By Consumers for Quality Care, on May 3, 2023
In 2020, the majority of private nonprofit hospitals in the United States spent less on charity care and community investments than they received in tax breaks.
According to Revcycle Intelligence, a report from the Lown Institute found that over 75 percent of the nonprofit hospitals they investigated had accumulated fair share deficits totaling $14.2 billion. These deficits were the result of nonprofit hospitals spending less on charity care than what they receive in tax breaks, an amount large enough to eliminate the medical debts of 18 million people.
Lown Institute President Vikas Saini, MD, said nonprofit hospitals need to do a better job at making social responsibility a priority. “Americans desperately need hospitals to use their billions in tax breaks as intended: to promote health while relieving the problems of medical debt and access to care,” he said.

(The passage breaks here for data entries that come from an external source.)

PR #3632, opened 2021-08-30
Add full team option to change-iff SEXP

BMagnu:
This allows the change-iff SEXP to take in another team to change.
A usecase for this can be an event that makes every neutral craft hostile for example, and this change allows for that without having to list all potentially neutral wings and crafts in the sexp

### DIFF
--- a/code/parse/sexp.cpp
+++ b/code/parse/sexp.cpp
@@ -10639,6 +10639,22 @@ void sexp_change_iff_helper(object_ship_wing_point_team oswpt, int new_team)
 
 			break;
 		}
+
+		case OSWPT_TYPE_WHOLE_TEAM:
+		{
+			for (ship_obj* so = GET_FIRST(&Ship_obj_list); so != END_OF_LIST(&Ship_obj_list); so = GET_NEXT(so)) {
+				ship* shipp = &Ships[Objects[so->objnum].instance];
+				if (shipp->team == oswpt.team)
+					sexp_ingame_ship_change_iff(shipp, new_team);
+			}
+
+			for (p_object* p_objp = GET_FIRST(&Ship_arrival_list); p_objp != END_OF_LIST(&Ship_arrival_list); p_objp = GET_NEXT(p_objp))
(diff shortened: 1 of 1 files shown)


code/parse/sexp.cpp
```diff
@@ -32158,7 +32179,7 @@ SCP_vector<sexp_help_struct> Sexp_help = {
 
 	// Goober5000 - added wing capability
 	{ OP_CHANGE_IFF, "Change IFF (Action operator)\r\n"
-		"\tSets the specified ship(s) or wing(s) to the specified team.\r\n"
+		"\tSets the specified ship(s) or wing(s) or all ships of a team to the specified team.\r\n"
 		"Takes 2 or more arguments...\r\n"
 		"\t1:\tTeam to change to (\"friendly\", \"hostile\" or \"unknown\").\r\n"
 		"\tRest:\tName of ship or wing to change team status of." },
```
Goober5000, line 32185: Update the help text here too

Goober5000:
We already have the `for-team` sexp which can be used with `when-argument`.  Is it really a good idea to wholesale change one team to another?  *Especially* for ships on that team which haven't arrived yet?

BMagnu:
I think there can be use cases for it.
Admittedly, it's more of an edge case, but especially for the case where you want non-arrived ships to also be changed, for-team has shortcomings.

Goober5000:
In what situation would you want a whole team of non-arrived ships to be changed?

BMagnu:
It's a case usually only occurring if you have three or more teams in mission, and one of these teams as a whole changes their allegiance to the other teams.
My specific usecase looks as follows:
There is the player + faction, as well as two other factions. Both of these other factions are hostile to each other, but friendly to the player. The player can then support either faction, which'll flip the other faction to outright hostile to both the player and the supported faction. This obviously should include later arrivals of this team as well.

Goober5000:
Ah, okay.

Goober5000 (approved):

PR #3635, opened 2021-09-01
run Lua garbage collector on mission start

### LINKED ISSUE #2961: Performance hit upon subsequent mission replays
Recently I have noticed, that replaying the Icarus cutscene causes the FPS to drop considerably. Here are my results from three subsequent plays, launching the mission through "continue campaign" and then replaying it through "replay mission" button in the debriefing.

05-12-2020, 20:19:41 fs2_open_20_1_0_20201001_39d77d8_x64_SSE2.exe benchmark completed, 16972 frames rendered in 178.406 s

                     Average framerate  :   95.1 FPS
                     Minimum framerate  :   48.0 FPS
                     Maximum framerate  :  123.9 FPS
                     1% low framerate   :   45.4 FPS
                     0.1% low framerate :   21.3 FPS
05-12-2020, 20:22:49 fs2_open_20_1_0_20201001_39d77d8_x64_SSE2.exe benchmark completed, 14889 frames rendered in 179.469 s

                     Average framerate  :   82.9 FPS
                     Minimum framerate  :   49.3 FPS
                     Maximum framerate  :  120.3 FPS
                     1% low framerate   :   46.3 FPS
                     0.1% low framerate :   25.4 FPS
05-12-2020, 20:25:57 fs2_open_20_1_0_20201001_39d77d8_x64_SSE2.exe benchmark completed, 14232 frames rendered in 176.687 s

                     Average framerate  :   80.5 FPS
                     Minimum framerate  :   48.2 FPS
                     Maximum framerate  :  120.7 FPS
                     1% low framerate   :   44.5 FPS
                     0.1% low framerate :   21.7 FPS

The benchmarks were made with MSI Afterburner, with a version of the software no more than a couple weeks old. As you can see, the FSO version used is 2020-10-01 nightly. Hardware specifications are: Ryzen 7 4800H with 16GB of single channel 3200MHz memory with an RTX 2060 Mobile (I believe it's the refreshed version). There was no throttling of any sort. Also my observations of the performance statistics suggest that there is a considerable CPU bottleneck at play.

Also, important note: the first and third runs happened to experience the issue where the Karuna model stops colliding with beam weapons after destroying a specific turret on it, so I assume that the actual average FPS results would have been ever so slightly higher in these two runs if not for this bug.

This might also suggest that FSO performance is constantly degrading between mission replays, and this performance degradation is being removed if you restart the game. This might be feasible given some vague reports of people restarting FSO after longer game sessions to restore decent FPS levels.

Goober5000:
This might fix #2961.  By explicitly running the garbage collector before a mission starts, this will ensure each mission begins with a clean slate.

### DIFF
--- a/freespace2/freespace.cpp
+++ b/freespace2/freespace.cpp
@@ -188,6 +188,13 @@
 #include "weapon/shockwave.h"
 #include "weapon/weapon.h"
 
+// for the Lua garbage collector
+extern "C"
+{
+	#include "lgc.h"
+}
+
+
 #include <SDL.h>
 #include <SDL_main.h>
 
@@ -1360,7 +1367,13 @@ bool game_start_mission()
 
 	game_busy( NOX("** starting mission_load() **") );
 	load_mission_load = (uint) time(nullptr);
-	if ( !mission_load(Game_current_mission_filename) ) {
+	bool load_success = mission_load(Game_current_mission_filename);
+	load_mission_load = (uint)(time(nullptr) - load_mission_load);
+
+	// free up memory from parsing the mission
+	stop_parse();
+
+	if ( !load_success ) {
 		if ( !(Game_mode & GM_MULTIPLAYER) ) {
 			popup(PF_BODY_BIG | PF_USE_AFFIRMATIVE_ICON, 1, POPUP_OK, XSTR( "Attempt to load the mission failed", 169));
 			gameseq_post_event(GS_EVENT_MAIN_MENU);
@@ -1376,11 +1389,15 @@ bool game_start_mission()
 
 		return false;
 	}
-	load_mission_load = (uint) (time(nullptr) - load_mission_load);
 
-	// free up memory from parsing the mission
-	extern void stop_parse();
-	stop_parse();
+	// Since we just freed up memory, now is probably a good time to run the Lua garbage collector.
+	// This is also after the preliminary checks are complete but before things start getting paged in.
+	auto L = Script_system.GetLuaSession();
+	if (L != nullptr)
+	{
+		game_busy(NOX("** cleaning up Lua objects **"));
+		luaC_fullgc(L);
+	}
 
 	game_busy( NOX("** starting game_post_level_init() **") );
 	load_post_level_init = (uint) time(nullptr);


Goober5000:
[fs2_open_21_3_0_x64_AVX2.zip](https://github.com/scp-fs2open/fs2open.github.com/files/7087642/fs2_open_21_3_0_x64_AVX2.zip)

Test build attached.

freespace2/freespace.cpp
```diff
@@ -1360,7 +1367,13 @@ bool game_start_mission()
 
 	game_busy( NOX("** starting mission_load() **") );
 	load_mission_load = (uint) time(nullptr);
-	if ( !mission_load(Game_current_mission_filename) ) {
+	bool load_success = mission_load(Game_current_mission_filename);
+	load_mission_load = (uint)(time(nullptr) - load_mission_load);
```
z64555, line 1371: Er, what's the reason for moving this up here?

Goober5000: Because if the mission load is unsuccessful, the variable will not be updated.

It's for the same reason I moved `stop_parse` - if the mission load is unsuccessful, the memory wouldn't be freed until, presumably, the next time a mission needed to be parsed.

JohnAFernandez (commented):
Looks G2G for me, pending testing.

BMagnu:
Not sure if it fixes the performance problems, but I've tested a few scripts, including some that rely on inter-mission data (like the radaricon script), and they seem to be working fine.
Regardless of if this actually fixes the performance, forcing the Lua GC there seems to be a sensible idea anyhow, so it should be merged regardless IMO.

freespace2/freespace.cpp
```diff
@@ -1376,11 +1389,15 @@ bool game_start_mission()
...
-	extern void stop_parse();
-	stop_parse();
+	// Since we just freed up memory, now is probably a good time to run the Lua garbage collector.
+	// This is also after the preliminary checks are complete but before things start getting paged in.
+	auto L = Script_system.GetLuaSession();
+	if (L != nullptr)
+	{
+		game_busy(NOX("** running Lua garbage collector **"));
+		luaC_fullgc(L);
+	}
```
jg18, line 1400: Is it worth adding an `else` clause where we log that we were unable to get the Lua session?

If `L` were `nullptr`, would that mean something's wrong? Or not necessarily?

freespace2/freespace.cpp
```diff
@@ -1376,11 +1389,15 @@ bool game_start_mission()
 
 		return false;
 	}
-	load_mission_load = (uint) (time(nullptr) - load_mission_load);
 
-	// free up memory from parsing the mission
-	extern void stop_parse();
-	stop_parse();
```
jg18, line 1383: Just wondering why this call was removed?

Is `stop_parse()` called elsewhere as well? Or is calling it not strictly required?

freespace2/freespace.cpp
Goober5000: I don't know, TBH.  It might mean that scripting isn't supported, or that the engine was built without scripting support.  It might not actually be *possible* for `L` to be `nullptr` here, but I figured better safe than sorry.

jg18: Oh I absolutely agree that we should defensively check for `nullptr`. I was just wondering whether it'd be worthwhile to log a debug message if `L` *is* `nullptr`, e.g.,
```
Attempted to run Lua GC after parsing the mission but Lua session is null
```
but it's not important.

freespace2/freespace.cpp
jg18: I'm unclear on what `load_mission_load` is even for. I see no uses of it after this line.

freespace2/freespace.cpp
```diff
@@ -1376,11 +1389,15 @@ bool game_start_mission()
...
+	// Since we just freed up memory, now is probably a good time to run the Lua garbage collector.
+	// This is also after the preliminary checks are complete but before things start getting paged in.
+	auto L = Script_system.GetLuaSession();
+	if (L != nullptr)
+	{
+		game_busy(NOX("** running Lua garbage collector **"));
```
jg18, line 1398: A more player-friendly message like
```
"** cleaning up Lua objects **"
```
might be nice, but then again, this message appears only in debug builds, so not that important.

Goober5000: I like that; will do

freespace2/freespace.cpp
Goober5000: I don't think that's necessary.  If `L` is valid, the garbage collector should be run; if not, the gc is irrelevant.

freespace2/freespace.cpp
Goober5000: I think it could be for timing or profiling.  I left it in in case it could be usable in the future.  There are other apparently orphaned variables too; maybe this could be addressed in a future PR.

jg18 (approved):

freespace2/freespace.cpp
jg18: Yes, definitely agree that leaving it be was the right thing to do, for the reasons you mentioned. :+1:

PR #3636, opened 2021-09-01
Fix turrets not resetting sometimes

Baezon:
`ai_fire_from_turret()` has been renamed to something more appropriate `ai_turret_execute_behavior()` to make it clear that it's more general than literally just shooting at things. The function needs to be evaluated regardless of whether there are enemies on the field or the turret has a target because that is where resetting is done. The function is perfectly capable of determining on its own that there are no valid targets and not to do anything other than possibly reset.

### DIFF
--- a/code/ai/aiturret.cpp
+++ b/code/ai/aiturret.cpp
@@ -2130,7 +2130,7 @@ int Num_turrets_fired = 0;
  * Given a turret tp and its parent parent_objnum, fire from the turret at its enemy.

The worst offenders with the largest fair share deficits were: UPMC Presbyterian in Pittsburgh, PA; NYU Langone Hospitals in New York, NY; and Vanderbilt University Medical Center in Nashville, TN.
In several states, the total amount of fair share deficits from nonprofit hospitals was enough to cover the net losses of all the state’s rural hospitals, or to cancel the entirety of their residents’ reported medical debt.
CQC urges all hospitals, especially nonprofit hospitals, to keep their end of the bargain to better serve their communities and deliver care for patients when they need it most.